There are a number of ways to test how well a person hears. In the clinic you may try some rather crude screening methods. At other time you may need to refer patients to trained audiologists for special testing. This section is aimed at introducing you to the major ways in which hearing is tested.
At the end of this section, you should be able to:
1. Describe the effects of different degrees of hearing loss on speech and language
2. Describe the various methods used for evaluating hearing loss
5. Describe the several approaches to rehabilitation available for hearing impaired individuals.
Hearing loss may be categorized by degree. This table below does not take into account some important variables, including age of the individual which, as we will see later impacts critically on language development.
Accurate otologic diagnosis often depends on reliable and accurate tests of hearing. The results of such tests help identify the sites of lesions and and point to strategies for intervention and treatment. Patients may be screened in a relatively course way, or may be evaluated using more sophisticated testing procedures.
Some simple procedures can be carried out to give clues as to the nature of the hearing loss:
In conversation, how does the person respond when you speak to him/her? Does the person have to see your face to understand what you are saying? Does the person tend to
favor one or the other ear? Using a tuning fork may help evaluate the nature of a hearing loss short of an audiologic examination.

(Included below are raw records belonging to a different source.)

PR #3669, opened 2026-09-04
SIP plugin: release the nua handles and references the application owns

alvm:
Eight fixes for one recurring mistake: sofia's nua layer hands the application
an object whose release is the application's duty, and `janus_sip` never
performs it. None of it is a leak in the LeakSanitizer sense — every byte stays
*reachable*, handles in nua's handle list, records in a GHashTable, ETags in a
handle's `su_home` — so ASan, LSan, valgrind and heaptrack all report zero. What
finds this class is reference accounting (bpftrace uprobes on the refcount API)
and black-box A/B measurement.

| commit | what it costs unfixed |
|---|---|
| Destroy the nua handle after auto-answered OPTIONS, MESSAGE and INFO | **2.3 kB per request on musl, 2.9 kB on glibc**, retained for the life of the session — an instance answering pings for a few dozen registered bindings loses tens of MB per hour, one answering none loses nothing |
| Destroy the handle and return the call reference on INVITE rejects | ~1.4 kB per rejected INVITE, plus a session pinned for good |
| Release the saved REFER event and orphaned handle on transfer teardown | two sofia objects per transfer |
| Sweep all of a closing session's transfers from the global table | the entry, its session reference — **and a reproducible abort at plugin unload** |
| Do not record a transfer for a session that is already being torn down | the same abort, reached by a race |
| Do not leak a json_string reference per forwarded incoming header | ~100 B per forwarded header, on every event that forwards them |
| Destroy the call handle when the call terminates | **one handle per call, unbounded** |
| Release the subscription handle once its dialog usage is gone | 1.5–3 kB per subscribe/unsubscribe cycle |

Each commit message carries the mechanism, the sofia contract it follows and how
it was measured, so they are worth reading individually rather than as a block.

**Three notes a reviewer will want up front.**

The guard in the first commit is subtle and is shared by five of the eight
through one helper. sofia's documentation suggests "destroy if the handle is not
bound" (`hmagic == NULL`), which is almost right: the master session adopts the
incoming-call handle *without* `nua_handle_bind`, so `s_nh_i` is unbound as
well and must be spared, or an in-dialog INFO or MESSAGE during an incoming call
would destroy a live call.

The teardown race fix relies on an ordering that is worth confirming: the sweep
and the `destroyed` flag are set inside the same `sessions_mutex` section, since
`sessions` is created with `janus_sip_session_destroy` as its value destructor
and the `g_hash_table_remove(sessions, handle)` at the end of that region is
what sets the flag. Sweep first, flag second, one lock — so checking the flag
under the same mutex leaves no window.

The call handle can only be destroyed in `nua_i_terminated`, not in
`i_state(terminated)`: `nua_handle_destroy()` invalidates the handle at once and
nua then drops every event still queued for it, including the one that returns
the active-call reference the session teardown waits for.

**Evidence, and where it comes from.** These fixes have run in production for
weeks — but on a **downstream fork** of this plugin, not on master, and that
deployment had other leaks running at the same time, including ones in
presence/PUBLISH code that does not exist upstream. The end-to-end numbers
below are therefore not attributable to this series alone and should not be
read as master's rate:

- One instance had the image rolled back by an unrelated deployment, giving a
  before/after on identical traffic: **+0.30 MB/h with these fixes over 217
  hours and no restart, against +48 to +53 MB/h and an OOM kill roughly every
  60 hours without them.**
- A second instance, on SIP over TCP, went from +6.0 MB/h to +0.27 MB/h at an
  unchanged subscriber count, and its CPU fell from 582 m to 11 m — on a
  leaking instance much of the CPU goes on allocation and page faults inside
  the oversized process rather than on load.

**What does carry over, and why.** The retention is sofia's, and the OPTIONS
handler this series touches is byte-identical between that fork and master —
verified by diff, not assumed. Per-path measurements that are attributable:
898 handles created and 0 destroyed over 180 s on an affected instance, and one
handle retained per call, which the stand shows as a population of 4 for 4
accounts after ten calls with the fix against fourteen without it.

**Checked against master itself.** The twelve commits build on `4602fcc5` on a
clean Debian Trixie against **unpatched sofia v1.13.18** with zero compiler
warnings, and on that build: ten calls with real ICE/DTLS/SRTP leave RSS flat
across two minutes of quiet, forty cycles of hang-up-mid-ring and every reject
code produce no abort, and the handle census reads 4 for 4 accounts.

### DIFF
--- a/src/plugins/janus_sip.c
+++ b/src/plugins/janus_sip.c
@@ -1578,6 +1578,12 @@ static void janus_sip_message_free(janus_sip_message *msg) {
 	g_free(msg);
 }
 
+/* Matcher for sweeping a closing session's transfers out of the global table */
+static gboolean janus_sip_transfer_owned_by_session(gpointer key, gpointer value, gpointer user_data) {
+	janus_sip_transfer *t = (janus_sip_transfer *)value;
+	return t != NULL && t->session == (janus_sip_session *)user_data;
+}
+
 static void janus_sip_transfer_destroy(janus_sip_transfer *t) {
 	if(t == NULL)
 		return;
@@ -2776,11 +2782,12 @@ void janus_sip_destroy_session(janus_plugin_session *handle, int *error) {
 			janus_mutex_unlock(&master->mutex);
 		}
 	}
-	/* If this session was involved in a transfer, get rid of the reference */
-	if(session->refer_id) {
-		g_hash_table_remove(transfers, GUINT_TO_POINTER(session->refer_id));
-		session->refer_id = 0;
-	}
+	/* Every entry holds a reference to the session, and session->refer_id is
+	 * only the last transfer the application acted upon, so sweep them all.
+	 * sessions_mutex is held here. */
+	if(transfers != NULL)
+		g_hash_table_foreach_remove(transfers, janus_sip_transfer_owned_by_session, session);
+	session->refer_id = 0;
 	/* Shutdown the NUA */
 	if(session->stack) {
 		janus_mutex_lock(&session->stack->smutex);
--- a/src/plugins/janus_sip.c
+++ b/src/plugins/janus_sip.c
@@ -6572,6 +6572,9 @@ void janus_sip_sofia_callback(nua_event_t event, int status, char const *phrase,
 			if(sip == NULL || sip->sip_refer_to == NULL) {
 				JANUS_LOG(LOG_ERR, "Missing Refer-To header\n");
 				nua_respond(nh, 400, sip_status_phrase(400), TAG_END());
+				/* REFER is an application method, so the stack will not destroy
+				 * the per-request handle after the response we just sent */
+				janus_sip_destroy_unbound_handle(session, nh, hmagic);
 				break;
 			}
 			/* Access the headers we need */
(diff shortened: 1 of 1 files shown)


lminiero:
Thanks for the PR. To be honest the OOM every 60 hours seems a bit surprising, considering the SIP plugin is quite popular and a lot of people use it in production without experiencing this (at least to my knowledge). That said, it makes sense to check if this is actually an issue or not. These are a lot of changes, so I'll have a deeper look next week.

alvm:
Thanks for looking, and the surprise is fair — I'd have the same reaction. Let me
give you the numbers in a form you can check, because the rate is not a property
of the plugin so much as of one specific traffic pattern, and that explains why
it is not something most deployments would ever see.

**Scale first, since it is easy to misread.** The OOM kills were a container
hitting a **cgroup limit of 3 GiB**, not a machine running out of memory. At
~48 MB/h that limit is reached in about 64 hours, which is where "every two to
three days" comes from. On a host without a limit the same instance would simply
keep growing; the 60-hour figure is the limit divided by the rate, nothing more.

**The rate follows from one multiplication.** Retention is one nua handle per
auto-answered out-of-dialog request, and its cost is sofia's, not the plugin's:
about 2.3 kB on musl and about 2.9 kB on glibc, handle plus `soa_clone()` plus
the `nua_dialog_store_peer_info()` copies. In the affected deployment the PBX
pings **every registered binding with an OPTIONS on a 15 s cadence**. One
instance carried 89 bindings:

    89 bindings / 15 s        = 5.9 requests/s
    5.9 req/s x 2.3 kB        = 13.6 kB/s = ~48 MB/h
    3 GiB limit / 48 MB/h     = ~64 h to the OOM kill

Measured independently on that instance with uprobes on the stock build:
**898 `nua_stack_incoming_handle` = 898 `nh_create_handle` = 898 `soa_clone`
against 0 `nua_handle_destroy` over 180 s** — 5.0 handles/s retained, which is
the ping rate.

**Why a popular plugin would not be full of these reports.** The defect needs
incoming *out-of-dialog* OPTIONS, MESSAGE or INFO, arriving continuously, at a
session that lives for days. Most deployments have none of that: SIP keepalives
usually run the other way (the client pings the registrar), and a plugin session
that ends after a call takes its handles with it when the session is destroyed.
The same fleet makes the point better than I can argue it — one instance there
runs **2 574 threads and ~45 000 REGISTER/h and does not leak at all**, because
its PBX sends it no OPTIONS. Two other quiet instances on the same unfixed build:
flat for weeks. The discriminator was never load; it was whether anything pings
inward.

**Provenance, stated plainly.** Those absolute numbers come from a deployment
running a downstream fork of this plugin, and that deployment had other leaks at
the same time, some in presence/PUBLISH code that does not exist upstream. What
transfers to master is the mechanism and the per-request cost, and I checked that
rather than assuming it: the `nua_i_options` handler is **byte-identical** between
`4602fcc5` and the fork, and the handle is created by nua
(`nua_stack_incoming_handle`, nua_server.c) and left undestroyed because
`sip_response_terminates_dialog()` returns 0 for any 2xx, so
`nua_base_server_report()` returns before its `nh_destroy()` branch. Nothing in
that chain is fork-specific.

**Reproducing it without our stand**, on plain master, in a couple of minutes:
register one account against any PBX or a `sipp` UAS, then send it OPTIONS
out-of-dialog at a steady rate — 20/s is plenty — and watch either RSS or, more
directly, the handle count. `sipp -sn uas` on one side and a loop of
`sipp -sn options` at the plugin's SIP port on the other reproduces it; with
`--debug-level=7` you can also see the stack auto-answering 200 with no
`nua_handle_destroy` following. Happy to send the exact scripts we used, or a
short capture, if that is easier than assembling it.

**On the size of the PR.** It is eight commits because it is eight distinct
lifetime bugs found in the same subsystem, and each commit stands alone with its
own mechanism and measurement — the first one (auto-answered OPTIONS/MESSAGE/INFO)
is the one that accounts for the growth above, and it is four lines plus a helper.
If it would be easier to review, I am glad to split it: that first commit as its
own PR, and the remaining seven — call-handle, transfer teardown, the two
transfer-table fixes, the JSON reference, the subscription handle — in a second.
Say the word and I will reopen it that way; no rush at all, next week is fine.

lminiero:
I wonder when I'll get to talk to the real Oleksii, instead of his LLM :stuck_out_tongue_winking_eye: 
Thanks for the clarification, anyway.

alvm:
> I wonder when I'll get to talk to the real Oleksii, instead of his LLM 😜 Thanks for the clarification, anyway.

Here I am, carefully managing every step of my AI. :)

I spent days chasing memory growth on a handful of production instances, and the first commit in this PR is what fixed almost all of it — I could have stopped right there.

By that point, though, I had the probes, the metrics and a way to A/B my own patches against live traffic. And, being armed with AI ;D, another few days of it seemed cheap. So I kept pulling the thread and collected the rest of the lifetime and memory-management issues I could find in the same subsystem. Each of them is much smaller than the first, but it felt like a waste to leave all that instrumentation idle with the job half finished.

alvm:
Hi @lminiero — a gentle ping on this one.
#3670 and #3671 are merged now (thanks!), so this handle-lifetime PR is the last of the set.

lminiero:
There are a ton of changes in this, and I don't have time to look into this at the moment, sorry, especially considering I'll be abroad for a conference soon. While I plan to review this, I don't expect it will happen before a couple of weeks.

The basic battery of audiometric tests normally includes pure-tone testing of threshold by both air and bone conduction, speech reception threshold (SRT), and speech discrimination (SDS). These tests normally require the cooperation of the subject whose response to a sound is indicated by some gesture (e.g. raised hand). Testing is typically carried out in a sound-attenuated room with the subject listening to carefully calibrated sounds.
Threshold sensitivity testing using airborne pure tones.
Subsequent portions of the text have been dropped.